I subscribe to a newsletter by Robert Heller and Edward de Bono called Management Intelligence, but of late it's become a bit boring. I'm now receiving letters that I got when I first joined. The last one I received was one of the first sent to me and I would like to share it with the forum, called, "Your Checklist For Business Success:"




> DO YOU...    *IMPROVE*      basic, measured efficiencies continuously? *THINK*      simply and directly about what you are doing and why? *BEHAVE*      towards others as you wish them to behave towards you? *EVALUATE*      each business and business opportunity with total, fact-based objectivity?       *CONCENTRATE*      on what you do well? *ASK*      questions ceaselessly about performance, markets and objectives?  *MAKE MONEY*-      knowing that, if you don't, you can't make anything else? *ECONOMISE*      always seeking Limo (Least Input for Most Output)? *FLATTEN*      the organisation to spread authority and responsibility? *ADMIT*      to your own failings and shortcomings and correct them? *SHARE*      the benefits of success with all those who helped to achieve it? *TIGHTEN*      up the organisation wherever and whenever you can because familiarity breeds      slackness? *ENABLE*      everybody to optimise their individual and group contribution? *SERVE*      your customers with all their requirements to standards of perceived excellence      in quality? *TRANSFORM*      performance by innovating creatively in products and processes including the      processes of management?If you've scored    15 out of 15, who are you kidding?
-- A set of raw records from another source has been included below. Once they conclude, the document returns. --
PR #144, opened 2022-05-09
Fix set for snake token

tooomm:
See https://github.com/Cockatrice/Magic-Token/pull/143#discussion_r867586945

@ebbit1q How to bump the version number on my own PR as I can't approve my own changes?
I saw you mentioned the bot in #142? Can you please explain how to use this correctly as I think its not documented?

Edit: Ok, I see there are some special cases in the code. That also explains why the [workflow is triggered so many times](https://github.com/Cockatrice/Magic-Token/actions/workflows/updateversion.yml) (for every issue or pull request comment that is created actually). I put some notes down and adjusted this in #145.


mainman879:
I do not think it is a good idea to change the only existing token for this card away to CC2. Yes it was printed in CC2 but CC2 is not a main set, and is a different set from the token generator which is in C13. This would mean that if someone disabled any "non-core" sets this card wouldn't work for them anymore.

tooomm:
>I do not think it is a good idea to change the only existing token for this card away to CC2. Yes it was printed in CC2 but CC2 is not a main set, and is a different set from the token generator which is in C13.

Its token generator is in both sets.
I've no strong opinion here. Maybe @Psithief?

>This would mean that if someone disabled any "non-core" sets this card wouldn't work for them anymore.

The right click in a game and create related tokens feature should always work if I'm not mistaken?
It would not show up in the list of cards in the deck editor though.

mainman879:
> The right click in a game and create related tokens feature should always work if I'm not mistaken? It would not show up in the list of cards in the deck editor though.

I had just tested this by editing my own xml and it did work even after disabling CC2. I had assumed the program would completely prevent unselected sets from being used but I guess not. So changing it seems fine if it doesn't really matter.

ebbit1q:
no, disabling actually does this: it hides those cards from the deck editor and it puts the set last in order for art selection

ebbit1q:
@tooomm are there more tokens in CC2 that we should consider adding?

tooomm:
@ebbit1q There is a Zombie token on the back of the snake. But that's about it. #146

PR #145, opened 2022-05-09
CI: Adjust + document version bump workflow

tooomm:
Changes:
- Little doc about how this works.
- Do not trigger on every comment written in all repo, but only on *submitted reviews*.
    - In case the PR creator themselves need to trigger the workflow, they can submit a *review comment* on their own PR.
- Changed keywords to ❌ and 🚢

<br>

TODO
- [ ] Update https://github.com/Cockatrice/Magic-Token/wiki/Token-updating-process-flow

### DIFF
--- a/.github/workflows/updateversion.yml
+++ b/.github/workflows/updateversion.yml
@@ -1,11 +1,11 @@
-name: Update version on pr approval
+name: Update version on PR approval
 
 # Usage of this automated version bump workflow
 #
 # If there is a new PR with valid changes and additions, there are two ways to let the CI run before merging:
-#  a) Approve the changes via the PR review feature.
-#     In case you want to approve the PR, but need to skip the version update, let the bot know. ("@github-actions :x:")
-#  b) Since PR creators can not approve their own changes, they need to add a review comment requesting the bot. ("@github-actions :ship:")
+#  a) Approve the changes via the 'PR review' feature.
+#     In case you want to approve the PR without updating the version, let the bot know. ("@github-actions :x:")
+#  b) Since PR creators can not approve their own changes, they need to add a 'review comment' requesting the bot. ("@github-actions :ship:")
 #
 # Note: Only repo members can trigger this.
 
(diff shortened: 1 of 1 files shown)


.github/workflows/updateversion.yml
```diff
@@ -14,14 +23,13 @@ jobs:
...
-      ( github.event_name == 'issue_comment' &&
-        github.event.issue.pull_request &&
-        ( github.event.comment.author_association == 'OWNER' ||
-          github.event.comment.author_association == 'MEMBER'
+      ( github.event_name == 'pull_request_review_comment' &&
+        ( github.event.review.author_association == 'OWNER' ||
+          github.event.review.author_association == 'MEMBER'
         ) &&
-        endsWith( github.event.comment.body, '@github-actions update version' )
+        contains( github.event.review.body, '@github-actions :ship:' )
```
tooomm, line 32: @ebbit1q Any reason you used `endsWith` here over the more flexible `contains` as in the other condition?

tooomm (commented):
This is a test review comment

tooomm:
It looks like an code comment does also trigger `  pull_request_review: types: [submitted]`:

Untitled

ebbit1q:
the workflow has to trigger for every comment, there is no other way

tooomm:
>the workflow has to trigger for every comment, there is no other way

Can you explain a bit more, please? I thought this works differently, but am happy to understand better.

I moved the triggers inside the review process and prevented triggers on ordinary comments (like yours above, or mine just now).
At least that was the intention - preventing this empty runs/triggers on every comment created in any PR or issue:
Untitled
.

ebbit1q:
what's the problem with that? the run gets skipped before it even does anything?

tooomm:
Despite the other changes and open questions in this PR, what's the problem with changing/improving upon it?

If you insist on keeping it, sure, I still think some docs are helpful.

ebbit1q:
I notice you've added a link to the wiki in your op https://github.com/Cockatrice/Magic-Token/wiki/Token-updating-process-flow
this guide doesn't seem to work anymore at all, the linked script made by @Psithief doesn't seem to exist anymore, it'd have to be rewritten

There are always areas of weakness. At 10    YES answers, you're doing well, but with plenty to strive for. At 5 or less,    your standards will let you down and let down your colleagues. These questions    penetrate to the heart of successful management. They have passed, and will    pass, the test of time.


That's enough business for the year - now it's time for a "long cold one"

----------


## IanF

Vincent 
I feel no.3
and no.10
are the most important

----------


## Vincent

I believe they all have a place in ones business, and at times one check will be more important than the next. It also depends on where your business is in its business cycle.

----------


## Dave A

> It also depends on where your business is in its business cycle.


I was thinking something similar. There are subtle shifts in any business which means that what needs priority attention shifts too.

Also (and this may just be me), I find it difficult to focus on 10 things at the same time. So I'll pick a couple that are the main focus at any given time and just re-evaluate my priorities from time to time.

----------